The contract has been awarded to support the creation of a sustainable gateway which will open up Saudi Arabia to the world.
The contract has been awarded to support the creation of a sustainable gateway which will open up Saudi Arabia to the world.

The Red Sea Development Company (TRSDC), the developer behind one of the world's most ambitious tourism initiatives, has awarded its largest value contract to date for airside infrastructure works for the destination’s international airport, set to open in 2022.

The contract was awarded following a competitive tendering process to a joint venture between leading Saudi contractors Nesma & Partners Contracting Co. Ltd and Almabani General Contractors, both of whom have a strong track record for delivering similar projects in the region.

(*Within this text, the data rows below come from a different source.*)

PR #46, opened 2022-07-25
BNH-29

SleepyUser:
Extracted methods for reuse within the same class, and then shifted them to the abstract superclass for reuse in future controllers

### DIFF
--- a/web/Controllers/AbstractController.cs
+++ b/web/Controllers/AbstractController.cs
@@ -24,14 +24,6 @@ public abstract class AbstractController : Controller
                 $"Successfully {requestAction}"));
     }
 
-    protected void LoggerAlreadyAdminWarning(ILogger logger, BricksAndHeartsUser user)
-    {
-        FlashMessage(logger,
-            ($"User {user.Id} already an admin",
-                "danger",
-                "Already an admin"));
-    }
-
     protected void FlashMessage(ILogger logger, (string logInfo, string flashtype, string flashmessage) flash)
     {
         logger.LogInformation(flash.logInfo);
--- a/web/Controllers/AbstractController.cs
+++ b/web/Controllers/AbstractController.cs
@@ -11,4 +11,27 @@ public abstract class AbstractController : Controller
 
         return (BricksAndHeartsUser)User.Identity;
     }
+    
+    protected void FlashRequestSuccess(ILogger logger, BricksAndHeartsUser user, string requestType)
+    {
+        FlashMessage(logger,
+            ($"Successfully {requestType} for user {user.Id}",
+                "success",
+                $"Successfully {requestType}"));
+    }
+
+    protected void LoggerAlreadyAdminWarning(ILogger logger, BricksAndHeartsUser user)
+    {
+        FlashMessage(logger,
+            ($"User {user.Id} already an admin", 
+                "danger", 
+                "Already an admin"));
+    }
+
+    protected void FlashMessage(ILogger logger, (string logInfo,string flashtype, string flashmessage) flash)
+    {
+        logger.LogInformation(flash.logInfo);
+        TempData["FlashType"] = flash.flashtype;
+        TempData["FlashMessage"] = flash.flashmessage;
+    }
 }
--- a/web/Controllers/AbstractController.cs
+++ b/web/Controllers/AbstractController.cs
@@ -1,5 +1,9 @@
-﻿using BricksAndHearts.Auth;
+﻿#region
+
+using BricksAndHearts.Auth;
 using Microsoft.AspNetCore.Mvc;
+
+#endregion
 
 namespace BricksAndHearts.Controllers;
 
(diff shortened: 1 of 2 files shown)


web/Controllers/AdminController.cs
```diff
@@ -35,40 +36,33 @@ public IActionResult RequestAdminAccess()
...
-        _logger.LogInformation("Successfully requested admin access for user {UserId}",user.Id);
-        TempData["FlashType"] = "success";
-        TempData["FlashMessage"] = "Successfully requested admin access";
-
+        
+        FlashRequestSuccess(_logger, user, "requested admin access");
+        
         return RedirectToAction(nameof(Index));
     }
+
```
kwunkiuma, line 50: Extra newline here 🙂

web/Controllers/AdminController.cs
```diff
@@ -80,4 +74,5 @@ public async Task<IActionResult> AdminList()
         AdminListModel adminListModel = new AdminListModel(adminLists.CurrentAdmins, adminLists.PendingAdmins);
         return View(adminListModel);
     }
+
```
kwunkiuma, line 77: Unecessary newline here 🙂

web/Controllers/AbstractController.cs
```diff
@@ -11,4 +11,27 @@ protected BricksAndHeartsUser GetCurrentUser()
 
         return (BricksAndHeartsUser)User.Identity;
     }
+    
+    protected void FlashRequestSuccess(ILogger logger, BricksAndHeartsUser user, string requestType)
```
kwunkiuma, line 15: I think our input isn't much of a type, maybe `requestAction` would be a better name? 🙂

web/Controllers/AbstractController.cs
```diff
@@ -11,4 +11,27 @@ protected BricksAndHeartsUser GetCurrentUser()
...
+
+    protected void LoggerAlreadyAdminWarning(ILogger logger, BricksAndHeartsUser user)
+    {
+        FlashMessage(logger,
+            ($"User {user.Id} already an admin", 
+                "danger", 
+                "Already an admin"));
+    }
+
+    protected void FlashMessage(ILogger logger, (string logInfo,string flashtype, string flashmessage) flash)
```
kwunkiuma, line 31: Missing a space after `logInfo` 🙂

kwunkiuma (commented):
Looking good! Haven't requested changes so Ben/Emily can take over but left comments that can be addressed 🙂

web/Controllers/AbstractController.cs
```diff
@@ -11,4 +11,27 @@ protected BricksAndHeartsUser GetCurrentUser()
...
+        FlashMessage(logger,
+            ($"Successfully {requestType} for user {user.Id}",
+                "success",
+                $"Successfully {requestType}"));
+    }
+
+    protected void LoggerAlreadyAdminWarning(ILogger logger, BricksAndHeartsUser user)
+    {
+        FlashMessage(logger,
+            ($"User {user.Id} already an admin",
```
kwunkiuma, line 26: Some trailing spaces on this and the line below 🙂

web/Controllers/AbstractController.cs
```diff
@@ -11,4 +15,27 @@ protected BricksAndHeartsUser GetCurrentUser()
...
+                $"Successfully {requestAction}"));
+    }
+
+    protected void LoggerAlreadyAdminWarning(ILogger logger, BricksAndHeartsUser user)
+    {
+        FlashMessage(logger,
+            ($"User {user.Id} already an admin",
+                "danger",
+                "Already an admin"));
+    }
```
emilypatsko, line 33: Is anything other than the `AdminController` going to use this method? If not I would keep it there. The other two methods make sense to commonise to me though :)

emilypatsko (dismissed):
One small comment, but otherwise this is fine

web/Controllers/AbstractController.cs
SleepyUser: I think you're right, and it can easily be taken out again if it is required though

web/Controllers/AbstractController.cs
```diff
@@ -1,6 +1,10 @@
-﻿using BricksAndHearts.Auth;
+﻿#region
+
+using BricksAndHearts.Auth;
 using Microsoft.AspNetCore.Mvc;
 
+#endregion
```
BenRamchandani, line 6: Is this just to hide the imports? Rider should be able to do that anyway

web/Controllers/AbstractController.cs
```diff
@@ -11,4 +15,19 @@ protected BricksAndHeartsUser GetCurrentUser()
...
+    {
+        FlashMessage(logger,
+            ($"Successfully {requestAction} for user {user.Id}",
+                "success",
+                $"Successfully {requestAction}"));
+    }
+
+    protected void FlashMessage(ILogger logger, (string logInfo, string flashtype, string flashmessage) flash)
+    {
+        logger.LogInformation(flash.logInfo);
```
BenRamchandani, line 29: I think having the log statement here is probably overkill, but doesn't really matter, we can always take it out later if we don't find it useful

BenRamchandani (approved):

BenRamchandani:
Also random thing, can you include a very brief title in PRs, probably just the ticket title, so I don't have to look up the ticket 😛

“The Red Sea Development Company is making huge progress in the development of a world leading destination and by awarding our largest contract to date, we take another significant step in this direction, while demonstrating our ongoing commitment to creating opportunities within the Saudi Arabian construction sector,” said John Pagano, CEO of The Red Sea Development Company.

“Turning our vision into reality will require us to work with organizations that share our values and our uncompromising commitment in enhancing the environment. This was a key consideration when appointing Nesma & Partners Contracting Co. Ltd and Almabani General Contractors. Both our partners have impressive expertise in delivering airside infrastructure, coupled with both local and international experience.”

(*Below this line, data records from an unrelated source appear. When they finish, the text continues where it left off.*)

PR #48, opened 2022-07-25
BNH 33 postcode autocomplete

Chestnut-lol:
This branch is rebased on BNH-34.

It adds the additional functionality of postcode autofill when filling in "Add New Property" form.


BenRamchandani:
This has some changes from another branch on I think, would you mind rebasing on to main?

Chestnut-lol:
Yes I have rebased it onto main, should work pretty well now.

web/Services/ApiService.cs
```diff
@@ -0,0 +1,100 @@
...
+    {
+        _logger = logger;
+        _options = options;
+    }
+
+    public async Task<string> MakeApiRequestToAzureMaps(string postalCode)
+    {
+        string uri =
+            $"https://atlas.microsoft.com/search/address/structured/json?api-version=1.0&countryCode=GB&postalCode={postalCode}&subscription-key={_options.Value.SubscriptionKey}";
+        string responseBody = String.Empty;
```
BenRamchandani, line 31: Can you run Rider's inspector over your code?
image
It should come up with a bunch of small things that are usually (though not always) worth fixing, for example using var here, and giving names to the format options in the log statement below, which is important as they come through to Application Insights.

If you're not sure what any of them mean or why you might want to do them let me know.

web/ViewModels/PostcodeApiResponseViewModel.cs
```diff
@@ -0,0 +1,17 @@
+﻿using Newtonsoft.Json;
+
+namespace BricksAndHearts.ViewModels;
+
+public class PostcodeApiResponseViewModel
```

The contract covers the essential construction of airside infrastructure works, including the design and building of a Code F Runway 3,700 meters, Code B Seaplane Runway, Parallel and Link taxiways and pavement works, Aeronautical Navigational Aids, Aerodrome Ground Lighting, Airside utilities, helipads, roads and associated buildings.

“This award marks the start of our exciting partnership with The Red Sea Development Company, who are on track to deliver a world-class sustainable giga-project in support of Saudi Vision 2030. We are proud to be selected to contribute to the development of the Red Sea International Airport which we believe will play a key role in the transformation of the Kingdom of Saudi Arabia by welcoming up to one million visitors per year to the destination by 2030,” said Rami Alturki, Vice Chairman and Board Member at Nesma & Partners Contracting Co. Ltd.

“As a contracting company, Almabani has a special focus on airport and infrastructure projects, and we are honored to serve The Red Sea Development Company, by utilizing our expertise to deliver an airfield of international quality to our customer. For this project we will mobilize our most experienced airport resources and qualified experts to ensure we meet our customer’s expectation, and we are ready for the challenging delivery period, especially during this tough sanitary crisis currently affecting the entire globe. We are proud to partner with Nesma to become key contributors to a pillar project in the Vision 2030,” said Joseph Daher, CEO at Almabani General Contractors Co.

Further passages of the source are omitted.